#### YOUR TASK:
I would like you to print all the records below exactly as they are.

[Items listed in a dataset]
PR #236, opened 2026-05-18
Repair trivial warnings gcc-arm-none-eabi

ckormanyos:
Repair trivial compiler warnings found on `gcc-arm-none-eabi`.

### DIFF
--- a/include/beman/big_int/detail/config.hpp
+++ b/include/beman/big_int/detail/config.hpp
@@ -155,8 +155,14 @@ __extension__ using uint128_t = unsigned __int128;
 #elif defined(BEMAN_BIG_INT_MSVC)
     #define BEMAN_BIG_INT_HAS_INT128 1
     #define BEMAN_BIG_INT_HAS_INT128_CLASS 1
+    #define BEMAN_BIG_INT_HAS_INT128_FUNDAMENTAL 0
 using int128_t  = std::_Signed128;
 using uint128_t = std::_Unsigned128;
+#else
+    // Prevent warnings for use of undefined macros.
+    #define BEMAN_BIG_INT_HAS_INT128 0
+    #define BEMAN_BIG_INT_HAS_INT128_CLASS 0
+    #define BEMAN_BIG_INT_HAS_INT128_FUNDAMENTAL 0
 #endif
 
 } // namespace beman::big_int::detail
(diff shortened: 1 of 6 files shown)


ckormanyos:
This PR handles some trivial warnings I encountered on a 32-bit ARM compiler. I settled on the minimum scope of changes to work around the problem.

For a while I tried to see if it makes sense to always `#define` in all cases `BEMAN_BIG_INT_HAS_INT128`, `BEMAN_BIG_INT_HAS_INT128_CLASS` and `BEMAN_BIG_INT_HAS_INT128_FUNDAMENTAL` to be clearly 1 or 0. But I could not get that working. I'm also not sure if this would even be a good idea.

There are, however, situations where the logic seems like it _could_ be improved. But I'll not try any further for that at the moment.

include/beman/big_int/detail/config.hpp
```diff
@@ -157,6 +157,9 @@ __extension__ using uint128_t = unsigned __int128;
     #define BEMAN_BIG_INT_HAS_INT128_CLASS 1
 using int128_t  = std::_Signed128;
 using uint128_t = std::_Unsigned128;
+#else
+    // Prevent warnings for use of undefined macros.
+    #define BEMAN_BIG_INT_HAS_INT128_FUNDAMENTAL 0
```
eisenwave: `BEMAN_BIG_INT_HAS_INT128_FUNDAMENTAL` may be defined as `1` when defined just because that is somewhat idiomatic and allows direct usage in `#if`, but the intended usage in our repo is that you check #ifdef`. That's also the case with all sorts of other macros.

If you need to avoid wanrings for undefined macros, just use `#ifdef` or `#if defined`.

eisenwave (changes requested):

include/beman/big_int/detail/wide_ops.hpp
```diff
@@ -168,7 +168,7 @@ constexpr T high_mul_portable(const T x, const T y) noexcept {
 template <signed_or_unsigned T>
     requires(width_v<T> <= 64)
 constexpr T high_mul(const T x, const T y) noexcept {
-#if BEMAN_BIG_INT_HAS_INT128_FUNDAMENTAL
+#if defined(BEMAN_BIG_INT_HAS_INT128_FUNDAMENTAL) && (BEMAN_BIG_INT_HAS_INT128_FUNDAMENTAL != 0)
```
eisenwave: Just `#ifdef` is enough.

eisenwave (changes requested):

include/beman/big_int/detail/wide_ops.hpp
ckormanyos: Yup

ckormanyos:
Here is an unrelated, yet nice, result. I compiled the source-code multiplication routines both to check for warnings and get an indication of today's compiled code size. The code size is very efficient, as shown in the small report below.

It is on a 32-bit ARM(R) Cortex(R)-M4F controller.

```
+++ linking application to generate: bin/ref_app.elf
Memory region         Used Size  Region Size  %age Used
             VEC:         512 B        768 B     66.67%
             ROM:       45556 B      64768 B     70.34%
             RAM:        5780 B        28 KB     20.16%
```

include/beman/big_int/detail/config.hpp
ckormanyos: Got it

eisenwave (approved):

#### EXPECTED ANSWER:
PR #236, opened 2026-05-18
Repair trivial warnings gcc-arm-none-eabi

ckormanyos:
Repair trivial compiler warnings found on `gcc-arm-none-eabi`.

### DIFF
--- a/include/beman/big_int/detail/config.hpp
+++ b/include/beman/big_int/detail/config.hpp
@@ -155,8 +155,14 @@ __extension__ using uint128_t = unsigned __int128;
 #elif defined(BEMAN_BIG_INT_MSVC)
     #define BEMAN_BIG_INT_HAS_INT128 1
     #define BEMAN_BIG_INT_HAS_INT128_CLASS 1
+    #define BEMAN_BIG_INT_HAS_INT128_FUNDAMENTAL 0
 using int128_t  = std::_Signed128;
 using uint128_t = std::_Unsigned128;
+#else
+    // Prevent warnings for use of undefined macros.
+    #define BEMAN_BIG_INT_HAS_INT128 0
+    #define BEMAN_BIG_INT_HAS_INT128_CLASS 0
+    #define BEMAN_BIG_INT_HAS_INT128_FUNDAMENTAL 0
 #endif
 
 } // namespace beman::big_int::detail
(diff shortened: 1 of 6 files shown)


ckormanyos:
This PR handles some trivial warnings I encountered on a 32-bit ARM compiler. I settled on the minimum scope of changes to work around the problem.

For a while I tried to see if it makes sense to always `#define` in all cases `BEMAN_BIG_INT_HAS_INT128`, `BEMAN_BIG_INT_HAS_INT128_CLASS` and `BEMAN_BIG_INT_HAS_INT128_FUNDAMENTAL` to be clearly 1 or 0. But I could not get that working. I'm also not sure if this would even be a good idea.

There are, however, situations where the logic seems like it _could_ be improved. But I'll not try any further for that at the moment.

include/beman/big_int/detail/config.hpp
```diff
@@ -157,6 +157,9 @@ __extension__ using uint128_t = unsigned __int128;
     #define BEMAN_BIG_INT_HAS_INT128_CLASS 1
 using int128_t  = std::_Signed128;
 using uint128_t = std::_Unsigned128;
+#else
+    // Prevent warnings for use of undefined macros.
+    #define BEMAN_BIG_INT_HAS_INT128_FUNDAMENTAL 0
```
eisenwave: `BEMAN_BIG_INT_HAS_INT128_FUNDAMENTAL` may be defined as `1` when defined just because that is somewhat idiomatic and allows direct usage in `#if`, but the intended usage in our repo is that you check #ifdef`. That's also the case with all sorts of other macros.

If you need to avoid wanrings for undefined macros, just use `#ifdef` or `#if defined`.

eisenwave (changes requested):

include/beman/big_int/detail/wide_ops.hpp
```diff
@@ -168,7 +168,7 @@ constexpr T high_mul_portable(const T x, const T y) noexcept {
 template <signed_or_unsigned T>
     requires(width_v<T> <= 64)
 constexpr T high_mul(const T x, const T y) noexcept {
-#if BEMAN_BIG_INT_HAS_INT128_FUNDAMENTAL
+#if defined(BEMAN_BIG_INT_HAS_INT128_FUNDAMENTAL) && (BEMAN_BIG_INT_HAS_INT128_FUNDAMENTAL != 0)
```
eisenwave: Just `#ifdef` is enough.

eisenwave (changes requested):

include/beman/big_int/detail/wide_ops.hpp
ckormanyos: Yup

ckormanyos:
Here is an unrelated, yet nice, result. I compiled the source-code multiplication routines both to check for warnings and get an indication of today's compiled code size. The code size is very efficient, as shown in the small report below.

It is on a 32-bit ARM(R) Cortex(R)-M4F controller.

```
+++ linking application to generate: bin/ref_app.elf
Memory region         Used Size  Region Size  %age Used
             VEC:         512 B        768 B     66.67%
             ROM:       45556 B      64768 B     70.34%
             RAM:        5780 B        28 KB     20.16%
```

include/beman/big_int/detail/config.hpp
ckormanyos: Got it

eisenwave (approved):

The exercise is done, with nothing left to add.